Start of Block

PR #1136, opened 2022-03-30
Remove store select from login

### LINKED ISSUE #1089: Stocktakes: select all items

mark-prins:
Fixes #1089 
Does what it says on the tin.
Uses most recently used store, or picks the first one from the (alphabetically sorted) list.

Should probably have waited for the API changes, but what's a little rework amongst friends? 🤷

### DIFF
--- a/packages/common/src/authentication/AuthContext.tsx
+++ b/packages/common/src/authentication/AuthContext.tsx
@@ -126,7 +126,7 @@ export const AuthProvider: FC = ({ children }) => {
   // or the first store in the list
   // TODO: return default store rather than first - currently not provided by API
   const getStore = async () => {
-    if (!!mostRecentlyUsedCredentials && !!mostRecentlyUsedCredentials.store)
+    if (mostRecentlyUsedCredentials?.store)
       return mostRecentlyUsedCredentials.store;
 
     const { nodes } = await getStores();
--- a/packages/common/src/authentication/AuthContext.tsx
+++ b/packages/common/src/authentication/AuthContext.tsx
@@ -6,6 +6,7 @@ import { addMinutes } from 'date-fns';
 import { useGql } from '../api';
 import { useGetRefreshToken } from './api/hooks';
 import { useGetAuthToken } from './api/hooks/useGetAuthToken';
+import { useStores } from './api/hooks/useStores';
 import { AuthenticationResponse } from './api';
 
 export const COOKIE_LIFETIME_MINUTES = 60;
@@ -44,8 +45,7 @@ interface AuthControl {
   isLoggingIn: boolean;
   login: (
     username: string,
-    password: string,
-    store?: Store
+    password: string
   ) => Promise<AuthenticationResponse>;
   logout: () => void;
   mostRecentlyUsedCredentials?: MRUCredentials | null;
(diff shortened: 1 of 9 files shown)


packages/common/src/authentication/AuthContext.tsx
```diff
@@ -121,8 +122,22 @@ export const AuthProvider: FC = ({ children }) => {
   };
   useRefreshingAuth(saveToken, cookie?.token);
 
-  const login = async (username: string, password: string, store?: Store) => {
+  // returns MRU store, if set
+  // or the first store in the list
+  // TODO: return default store rather than first - currently not provided by API
+  const getStore = async () => {
+    if (!!mostRecentlyUsedCredentials && !!mostRecentlyUsedCredentials.store)
```
CarlosNZ, line 129:
```suggestion
    if (mostRecentlyUsedCredentials?.store)
```
Same thing?

packages/common/src/authentication/api/hooks/useStores.ts
```diff
@@ -0,0 +1,13 @@
+import { useMutation } from 'react-query';
+import { useQueryParams } from '@common/hooks';
+import { useAuthApi } from './useAuthApi';
+
+export const useStores = () => {
+  const api = useAuthApi();
+  const initialListParameters = { initialSortBy: { key: 'code' } };
+  const { filterBy, first, offset } = useQueryParams(initialListParameters);
+  const getStores = api.get.stores({ filterBy, first, offset });
+  const { mutate, ...rest } = useMutation(getStores);
```
CarlosNZ, line 10: You can explain this to me in person next week if that's easier, but I'm just wondering why this is a mutation?

CarlosNZ (approved):
Great, works nicely.

Just one thing I wondered -- when you log in the store label is quite subtle at the bottom of the page, so I could imagine someone logging in and not realising they're in a different store to what they thought.

Do you think it might be worth having a SnackBar notification as soon as you log in saying "Welcome to XXXX store" or something so it would alert the user clearly to which store they've logged in to? I dunno, might be a silly distraction, see what you think.

packages/common/src/authentication/AuthContext.tsx
mark-prins: yeah, thanks

packages/common/src/authentication/api/hooks/useStores.ts
mark-prins: using it so that I could called `mutateAsync` and `await` the response, and so that I could call explicitly.

Mutations allow you to call them when required, as opposed to queries which are called when you call `useQuery`, so it would run when the page loads. In this case, the request only needs to be called if there is no MRU, in most cases it is not required.

You can prevent / delay execution with a query by setting `enabled`, so in this case I could call 

``` useQuery(getStores, { enabled: !mostRecentlyUsedCredentials?.store }) ```

I thought that a mutation is clearer, and it is also helpful to be able to await. Given how quick the query is, there's little need to prefetch the results

mark-prins:
> Do you think it might be worth having a SnackBar notification as soon as you log in saying "Welcome to XXXX store" or something so it would alert the user clearly to which store they've logged in to? I dunno, might be a silly distraction, see what you think.

I remembered this morning about this - was a good idea and I missed it when merging. Have created #1146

End of Block

Of the lines above, copy each that contains "initialListParameters".

## RESPONSE TO THE EXERCISE
+  const initialListParameters = { initialSortBy: { key: 'code' } };
+  const { filterBy, first, offset } = useQueryParams(initialListParameters);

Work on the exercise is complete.